RunPod vs Together AI: GPU Compute Price Comparison
Side-by-side comparison of GPU compute pricing, regions, billing models, and strengths for RunPod and Together AI. Updated July 2026.
Provider Overview
Strengths & Best For
RunPod is a community GPU cloud marketplace offering H100, A100, RTX 4090, and RTX 3090 instances on both on-demand and spot GPU rental plans, consistently among the lowest-cost options available. Its spot instances make it especially popular with indie AI developers running batch inference, image generation, and LLM fine-tuning on a budget. A serverless GPU option is also available for per-second billing on inference endpoints.

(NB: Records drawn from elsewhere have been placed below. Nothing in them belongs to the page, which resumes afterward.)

PR #688, opened 2019-02-08
MH-13350 Theodul core HTML validation

Rillke:
+ alt atttributes to img
+ use IDs only once
+ separate attributes by a space character

Validator:
- https://html5.validator.nu/

Reference:
- https://www.w3.org/TR/2012/WD-html-markup-20120320/syntax.html

### DIFF
--- a/modules/engage-theodul-core/src/main/resources/ui/core.html
+++ b/modules/engage-theodul-core/src/main/resources/ui/core.html
@@ -13,7 +13,7 @@
   <body>
     <noscript>
       <div class="noJavaScript">
-        <img src="img/opencast.svg" class="loadingImg" />
+        <img src="img/opencast.svg" alt="" class="loadingImg" />
         <h1>Error</h1>
         <p id="noJavaScript-container">
           JavaScript is not enabled in your browser.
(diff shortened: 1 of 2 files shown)


modules/engage-theodul-core/src/main/resources/ui/core.html
```diff
@@ -13,7 +13,7 @@
   <body>
     <noscript>
       <div class="noJavaScript">
-        <img src="img/opencast.svg" class="loadingImg" />
+        <img src="img/opencast.svg" alt="Opencast word and figurative mark" class="loadingImg" />
```
smarquard: I would just call this "Opencast logo" which is simpler and shorter for screen-readers (and also where it occurs below)

lkiesow (approved):
Looks good. What do you think about @smarquard's suggestion?

modules/engage-theodul-core/src/main/resources/ui/core.html
Rillke: After reading https://www2.le.ac.uk/webcentre/plone/build/basics/add-images/alt-text and https://ux.stackexchange.com/questions/21518/how-detailed-should-a-text-alternative-version-of-an-infographic-be - still not sure and I have no personal experience with screen readers and how it feels if they read possibly not strictly relevant information. So I trust your experience here and will change it to `Opencast logo`.
It all depends on whether you'd like to make people aware what the logo is comprised of or whether you just want to tell there is a logo. The latter is probably enough for a media player.

smarquard: Looking more closely at this and https://www.webcredible.com/blog/writing-effective-alt-text-images/, it might be appropriate to just use alt="" as the logo could be regarded as decorative here. The context for this is the no-javascript warning, and below the error page and loading animation. So this image isn't functional for the user in any way. I don't have any particular screen-reader or accessibility expertise though, so this is just from googling.

Rillke: > Conversely, you could argue that the images on your site create a brand identity and by hiding them from screen reader users you're denying this group of users the same experience. Accessibility experts tend to favour the former argument, but there certainly is a valid case for the latter too.

If the missing branding is not an issue for Opencast, I'd say not mentioning the image is the best solution for those who depend on screen readers.

lkiesow:
Okay, seems the discussion came to a final conclusion and in any case, this is definitely an improvement → merged
Thanks for the patch, @Rillke

PR #689, opened 2019-02-08
MH-13275 - Allows the workflow to select the audio track for composite videos

phoebem:
This is a redo of an older pull request #618


modules/admin-ui/package-lock.json
```diff
@@ -2339,8 +2339,7 @@
         "ansi-regex": {
```
lkiesow, line 2339: You probably did not want to submit this

gregorydlogan: Concur with removing this.

staubesv (approved):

- Very competitive pricing
- Wide GPU selection
- Spot instances
- Serverless GPU option
Together AI provides dedicated H100 and A100 GPU clusters with fast networking, purpose-built for open-source LLM training, fine-tuning, and high-throughput AI inference. On-demand GPU cloud access is paired with a developer-friendly platform that supports popular open models out of the box, reducing time-to-deployment for AI teams. A strong choice for startups and researchers who want managed GPU infrastructure without hyperscaler overhead.
- Inference-optimized
- Open-source LLM support
- Fast networking
- Developer-friendly
Live GPU Pricing
Region Coverage
Popular Comparisons
RunPod — specialist provider
RunPod is a community GPU cloud marketplace offering H100, A100, RTX 4090, and RTX 3090 instances on both on-demand and spot GPU rental plans, consistently among the lowest-cost options available. Its spot instances make it especially popular with indie AI developers running batch inference, image generation, and LLM fine-tuning on a budget. A serverless GPU option is also available for per-second billing on inference endpoints.
Together AI — specialist provider
Together AI provides dedicated H100 and A100 GPU clusters with fast networking, purpose-built for open-source LLM training, fine-tuning, and high-throughput AI inference. On-demand GPU cloud access is paired with a developer-friendly platform that supports popular open models out of the box, reducing time-to-deployment for AI teams. A strong choice for startups and researchers who want managed GPU infrastructure without hyperscaler overhead.
Billing model comparison
RunPod uses a On-demand, Spot (interruptible) billing model with a minimum commitment of None. Together AI uses On-demand, Reserved billing with a None minimum. Both providers offer flexible billing options — compare the live pricing table above to find the best rate for your specific GPU model and workload duration.
Which workloads each provider suits best
RunPod is best suited for: Budget-conscious developers, Experimentation, Batch inference jobs. Its key strengths are very competitive pricing, wide gpu selection, spot instances. Together AI is best suited for: LLM inference, Fine-tuning open models, AI startups. Its key strengths are inference-optimized, open-source llm support, fast networking. Both providers target similar workload profiles — the live pricing table above is the most reliable way to determine which offers better value for your specific GPU model and region requirements.
Support tiers and region coverage
RunPod offers Community → Pro support across 3 regions (US, EU, CA). Together AI offers Community → Enterprise support across 2 regions (US-East, US-West). RunPod's broader region footprint gives it an advantage for latency-sensitive workloads or teams with data residency requirements in specific geographies.
Provider background: RunPod vs Together AI
RunPod was founded in 2022 and is headquartered in San Francisco, CA. Together AI was founded in 2022 and is headquartered in San Francisco, CA. Both providers were founded in the same year — evaluate them on current pricing, region coverage, and support tier rather than operational history. Use the live pricing table above to compare current on-demand and spot rates for specific GPU models, and the region map to verify coverage in your target geography.